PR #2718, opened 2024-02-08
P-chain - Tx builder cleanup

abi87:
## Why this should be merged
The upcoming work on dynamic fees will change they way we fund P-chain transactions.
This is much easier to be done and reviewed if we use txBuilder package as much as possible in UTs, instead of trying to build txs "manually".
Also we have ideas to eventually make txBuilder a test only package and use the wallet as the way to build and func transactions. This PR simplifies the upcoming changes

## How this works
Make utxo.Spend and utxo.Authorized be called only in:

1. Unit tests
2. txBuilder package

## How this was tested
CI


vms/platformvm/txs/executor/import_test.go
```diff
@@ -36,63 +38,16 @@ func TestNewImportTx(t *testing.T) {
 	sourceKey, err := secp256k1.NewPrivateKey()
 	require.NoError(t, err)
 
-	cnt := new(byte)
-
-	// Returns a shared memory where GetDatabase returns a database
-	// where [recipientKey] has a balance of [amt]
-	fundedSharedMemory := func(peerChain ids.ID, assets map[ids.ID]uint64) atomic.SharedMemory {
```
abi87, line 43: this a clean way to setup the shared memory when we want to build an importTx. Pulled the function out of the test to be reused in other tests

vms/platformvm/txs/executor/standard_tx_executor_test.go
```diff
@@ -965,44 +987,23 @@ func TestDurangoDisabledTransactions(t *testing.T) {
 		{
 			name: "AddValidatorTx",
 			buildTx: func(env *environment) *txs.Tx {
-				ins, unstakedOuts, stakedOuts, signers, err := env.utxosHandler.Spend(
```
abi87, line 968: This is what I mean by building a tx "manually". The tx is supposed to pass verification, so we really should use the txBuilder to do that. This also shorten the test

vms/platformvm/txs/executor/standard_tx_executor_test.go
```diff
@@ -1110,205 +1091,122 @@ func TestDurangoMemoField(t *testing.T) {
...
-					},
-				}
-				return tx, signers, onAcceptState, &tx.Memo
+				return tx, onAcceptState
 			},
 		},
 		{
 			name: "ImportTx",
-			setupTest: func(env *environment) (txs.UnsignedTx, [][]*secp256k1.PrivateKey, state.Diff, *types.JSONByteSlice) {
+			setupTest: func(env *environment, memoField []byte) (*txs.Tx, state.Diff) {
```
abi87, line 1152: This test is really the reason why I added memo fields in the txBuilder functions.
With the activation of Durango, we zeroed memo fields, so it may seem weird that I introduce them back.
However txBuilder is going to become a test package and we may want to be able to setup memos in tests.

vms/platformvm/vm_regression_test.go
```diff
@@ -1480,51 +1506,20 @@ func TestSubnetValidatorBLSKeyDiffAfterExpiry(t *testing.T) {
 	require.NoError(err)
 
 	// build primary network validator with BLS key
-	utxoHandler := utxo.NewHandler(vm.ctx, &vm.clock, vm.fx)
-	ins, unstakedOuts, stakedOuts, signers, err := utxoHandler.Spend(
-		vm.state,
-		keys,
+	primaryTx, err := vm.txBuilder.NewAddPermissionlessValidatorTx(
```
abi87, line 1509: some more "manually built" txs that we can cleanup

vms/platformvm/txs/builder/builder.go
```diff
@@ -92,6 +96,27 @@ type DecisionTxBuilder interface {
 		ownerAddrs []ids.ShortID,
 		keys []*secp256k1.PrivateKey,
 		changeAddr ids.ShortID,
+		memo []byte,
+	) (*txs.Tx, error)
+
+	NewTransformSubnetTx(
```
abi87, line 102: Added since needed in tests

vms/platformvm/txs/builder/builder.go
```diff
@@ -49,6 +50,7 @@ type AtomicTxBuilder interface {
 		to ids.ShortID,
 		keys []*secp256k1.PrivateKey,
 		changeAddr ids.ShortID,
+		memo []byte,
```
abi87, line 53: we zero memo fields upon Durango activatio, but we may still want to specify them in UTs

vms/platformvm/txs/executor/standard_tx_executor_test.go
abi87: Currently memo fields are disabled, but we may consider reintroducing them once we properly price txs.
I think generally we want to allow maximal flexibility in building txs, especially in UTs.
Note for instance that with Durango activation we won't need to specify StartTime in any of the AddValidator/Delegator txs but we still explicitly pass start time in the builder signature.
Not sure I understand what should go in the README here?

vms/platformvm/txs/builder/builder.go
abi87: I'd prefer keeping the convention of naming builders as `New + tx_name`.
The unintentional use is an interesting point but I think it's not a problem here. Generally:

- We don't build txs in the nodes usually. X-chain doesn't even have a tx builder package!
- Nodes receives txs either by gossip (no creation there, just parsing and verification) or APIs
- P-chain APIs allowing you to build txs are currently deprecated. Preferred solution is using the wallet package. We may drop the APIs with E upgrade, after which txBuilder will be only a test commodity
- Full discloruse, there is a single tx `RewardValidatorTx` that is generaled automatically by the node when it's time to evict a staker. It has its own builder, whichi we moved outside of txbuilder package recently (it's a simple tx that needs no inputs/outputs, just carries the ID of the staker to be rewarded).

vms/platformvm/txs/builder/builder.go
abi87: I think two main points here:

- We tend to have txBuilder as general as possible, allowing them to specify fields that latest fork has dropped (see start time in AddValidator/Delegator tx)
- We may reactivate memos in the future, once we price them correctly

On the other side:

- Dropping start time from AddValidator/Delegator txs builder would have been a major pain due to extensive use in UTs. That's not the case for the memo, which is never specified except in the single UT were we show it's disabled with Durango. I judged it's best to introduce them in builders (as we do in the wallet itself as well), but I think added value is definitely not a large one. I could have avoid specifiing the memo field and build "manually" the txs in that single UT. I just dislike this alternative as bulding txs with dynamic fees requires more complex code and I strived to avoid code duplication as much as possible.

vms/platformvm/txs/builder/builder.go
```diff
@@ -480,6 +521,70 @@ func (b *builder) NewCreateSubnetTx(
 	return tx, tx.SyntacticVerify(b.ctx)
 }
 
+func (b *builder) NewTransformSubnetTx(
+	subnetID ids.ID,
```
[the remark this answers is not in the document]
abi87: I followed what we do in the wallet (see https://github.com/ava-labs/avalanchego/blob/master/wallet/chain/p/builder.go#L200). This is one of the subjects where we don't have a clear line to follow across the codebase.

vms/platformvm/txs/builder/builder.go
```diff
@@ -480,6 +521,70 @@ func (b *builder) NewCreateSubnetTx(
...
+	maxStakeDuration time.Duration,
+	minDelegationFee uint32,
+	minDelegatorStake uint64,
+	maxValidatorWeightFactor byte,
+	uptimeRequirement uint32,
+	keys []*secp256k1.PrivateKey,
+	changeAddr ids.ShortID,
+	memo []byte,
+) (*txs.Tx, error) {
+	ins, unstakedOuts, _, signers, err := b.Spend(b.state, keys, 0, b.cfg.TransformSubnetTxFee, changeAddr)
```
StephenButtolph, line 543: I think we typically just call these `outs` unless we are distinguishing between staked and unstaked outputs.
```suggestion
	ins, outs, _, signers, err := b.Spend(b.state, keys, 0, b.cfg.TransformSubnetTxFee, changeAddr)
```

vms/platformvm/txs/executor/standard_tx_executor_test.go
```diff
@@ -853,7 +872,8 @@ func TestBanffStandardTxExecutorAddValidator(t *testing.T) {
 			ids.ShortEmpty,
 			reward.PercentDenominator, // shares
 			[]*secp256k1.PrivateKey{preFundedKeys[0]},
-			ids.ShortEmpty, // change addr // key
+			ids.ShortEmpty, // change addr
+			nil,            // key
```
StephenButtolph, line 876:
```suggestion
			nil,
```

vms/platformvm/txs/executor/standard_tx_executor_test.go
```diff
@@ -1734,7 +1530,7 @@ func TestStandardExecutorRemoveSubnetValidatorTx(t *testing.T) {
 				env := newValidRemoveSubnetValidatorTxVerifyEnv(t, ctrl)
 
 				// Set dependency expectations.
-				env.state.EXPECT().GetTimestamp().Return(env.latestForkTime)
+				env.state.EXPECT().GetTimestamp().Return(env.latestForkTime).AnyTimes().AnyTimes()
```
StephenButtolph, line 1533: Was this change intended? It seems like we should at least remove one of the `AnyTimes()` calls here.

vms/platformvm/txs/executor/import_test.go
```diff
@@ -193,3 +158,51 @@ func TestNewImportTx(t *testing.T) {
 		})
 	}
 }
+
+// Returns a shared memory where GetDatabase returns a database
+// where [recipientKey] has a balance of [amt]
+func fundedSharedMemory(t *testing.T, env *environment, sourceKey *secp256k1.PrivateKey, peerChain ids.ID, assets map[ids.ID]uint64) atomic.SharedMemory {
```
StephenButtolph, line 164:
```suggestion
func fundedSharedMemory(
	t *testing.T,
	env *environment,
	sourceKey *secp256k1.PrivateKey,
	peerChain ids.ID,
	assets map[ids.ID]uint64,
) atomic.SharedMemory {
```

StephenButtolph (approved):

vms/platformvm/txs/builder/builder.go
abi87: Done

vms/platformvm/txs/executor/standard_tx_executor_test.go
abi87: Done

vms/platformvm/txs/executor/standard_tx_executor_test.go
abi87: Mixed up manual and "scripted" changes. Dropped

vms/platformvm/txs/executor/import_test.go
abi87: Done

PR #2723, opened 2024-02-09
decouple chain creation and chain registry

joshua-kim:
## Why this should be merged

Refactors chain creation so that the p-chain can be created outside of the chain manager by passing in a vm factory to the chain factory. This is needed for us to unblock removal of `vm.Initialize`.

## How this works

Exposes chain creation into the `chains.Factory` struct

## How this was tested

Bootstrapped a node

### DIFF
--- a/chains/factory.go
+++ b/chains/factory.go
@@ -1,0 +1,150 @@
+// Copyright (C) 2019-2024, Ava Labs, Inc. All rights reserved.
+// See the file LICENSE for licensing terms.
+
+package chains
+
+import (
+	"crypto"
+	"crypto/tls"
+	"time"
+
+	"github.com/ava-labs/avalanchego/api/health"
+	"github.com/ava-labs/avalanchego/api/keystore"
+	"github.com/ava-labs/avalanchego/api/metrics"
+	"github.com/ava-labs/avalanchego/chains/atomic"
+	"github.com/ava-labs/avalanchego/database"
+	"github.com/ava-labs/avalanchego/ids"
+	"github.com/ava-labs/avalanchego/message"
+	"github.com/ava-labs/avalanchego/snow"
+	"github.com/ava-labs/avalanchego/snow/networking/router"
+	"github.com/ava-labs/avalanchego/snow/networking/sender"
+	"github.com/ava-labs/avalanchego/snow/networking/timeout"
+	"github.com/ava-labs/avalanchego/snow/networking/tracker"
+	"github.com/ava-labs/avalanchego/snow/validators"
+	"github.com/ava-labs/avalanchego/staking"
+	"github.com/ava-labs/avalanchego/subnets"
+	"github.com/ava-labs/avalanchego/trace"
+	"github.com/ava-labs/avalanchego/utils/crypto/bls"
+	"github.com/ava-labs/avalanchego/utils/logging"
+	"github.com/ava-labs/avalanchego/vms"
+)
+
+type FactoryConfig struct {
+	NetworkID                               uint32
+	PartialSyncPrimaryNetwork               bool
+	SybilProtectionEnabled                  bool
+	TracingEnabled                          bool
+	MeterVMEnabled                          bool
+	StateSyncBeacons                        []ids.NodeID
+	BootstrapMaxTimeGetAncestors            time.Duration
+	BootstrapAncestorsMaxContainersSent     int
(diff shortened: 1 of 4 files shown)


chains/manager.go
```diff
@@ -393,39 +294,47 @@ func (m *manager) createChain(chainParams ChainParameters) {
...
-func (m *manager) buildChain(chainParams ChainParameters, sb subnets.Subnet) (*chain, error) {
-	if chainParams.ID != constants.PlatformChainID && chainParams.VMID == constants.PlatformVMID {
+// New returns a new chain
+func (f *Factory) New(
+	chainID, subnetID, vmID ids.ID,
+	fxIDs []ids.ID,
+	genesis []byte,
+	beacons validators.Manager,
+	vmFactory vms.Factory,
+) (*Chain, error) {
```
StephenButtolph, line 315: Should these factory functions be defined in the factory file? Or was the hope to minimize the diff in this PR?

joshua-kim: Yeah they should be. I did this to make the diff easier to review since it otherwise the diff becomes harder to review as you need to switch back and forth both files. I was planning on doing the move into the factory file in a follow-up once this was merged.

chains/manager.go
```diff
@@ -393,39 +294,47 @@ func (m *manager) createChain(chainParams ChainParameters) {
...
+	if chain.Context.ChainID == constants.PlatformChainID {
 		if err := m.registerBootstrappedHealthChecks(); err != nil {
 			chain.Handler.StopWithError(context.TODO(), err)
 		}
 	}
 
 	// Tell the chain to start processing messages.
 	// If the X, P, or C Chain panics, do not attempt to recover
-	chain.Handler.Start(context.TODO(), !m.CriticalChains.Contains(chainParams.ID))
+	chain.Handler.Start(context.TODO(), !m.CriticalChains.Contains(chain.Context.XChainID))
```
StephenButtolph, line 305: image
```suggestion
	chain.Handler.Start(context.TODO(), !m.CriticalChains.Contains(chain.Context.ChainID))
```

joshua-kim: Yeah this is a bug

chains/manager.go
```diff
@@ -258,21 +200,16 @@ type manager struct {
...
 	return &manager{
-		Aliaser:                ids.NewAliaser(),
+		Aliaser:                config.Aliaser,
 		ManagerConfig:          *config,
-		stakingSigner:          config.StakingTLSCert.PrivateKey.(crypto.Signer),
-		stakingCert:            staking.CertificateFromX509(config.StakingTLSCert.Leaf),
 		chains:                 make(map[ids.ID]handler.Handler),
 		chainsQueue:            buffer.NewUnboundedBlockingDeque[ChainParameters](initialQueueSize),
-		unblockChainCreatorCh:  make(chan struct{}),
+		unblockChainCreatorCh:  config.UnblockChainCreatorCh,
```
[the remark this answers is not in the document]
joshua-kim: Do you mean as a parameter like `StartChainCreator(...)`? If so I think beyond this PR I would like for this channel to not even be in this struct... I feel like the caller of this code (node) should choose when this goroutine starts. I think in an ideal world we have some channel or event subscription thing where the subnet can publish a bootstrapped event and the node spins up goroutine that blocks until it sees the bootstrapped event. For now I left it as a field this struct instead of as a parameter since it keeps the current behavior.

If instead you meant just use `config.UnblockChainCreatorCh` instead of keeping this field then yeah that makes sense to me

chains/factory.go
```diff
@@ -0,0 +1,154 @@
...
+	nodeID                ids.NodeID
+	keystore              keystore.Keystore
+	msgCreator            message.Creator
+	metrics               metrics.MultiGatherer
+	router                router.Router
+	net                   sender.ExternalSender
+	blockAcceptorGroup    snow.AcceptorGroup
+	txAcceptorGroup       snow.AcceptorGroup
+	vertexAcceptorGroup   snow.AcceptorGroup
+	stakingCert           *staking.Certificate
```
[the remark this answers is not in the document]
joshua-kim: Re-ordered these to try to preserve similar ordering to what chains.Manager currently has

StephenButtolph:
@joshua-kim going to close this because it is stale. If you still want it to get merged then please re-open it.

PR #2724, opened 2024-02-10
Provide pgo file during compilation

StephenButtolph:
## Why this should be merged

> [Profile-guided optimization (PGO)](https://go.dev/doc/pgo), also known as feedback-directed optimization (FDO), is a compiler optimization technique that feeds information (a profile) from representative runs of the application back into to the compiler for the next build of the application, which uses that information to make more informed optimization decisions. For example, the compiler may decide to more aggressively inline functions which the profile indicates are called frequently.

----

(WHAT IS BEING ASKED) Produce a word-for-word copy of everything above from the line holding "- We don't build" down to the line holding "- P-chain APIs", with both of those lines kept.

(TASK ANSWER)
- We don't build txs in the nodes usually. X-chain doesn't even have a tx builder package!
- Nodes receives txs either by gossip (no creation there, just parsing and verification) or APIs
- P-chain APIs allowing you to build txs are currently deprecated. Preferred solution is using the wallet package. We may drop the APIs with E upgrade, after which txBuilder will be only a test commodity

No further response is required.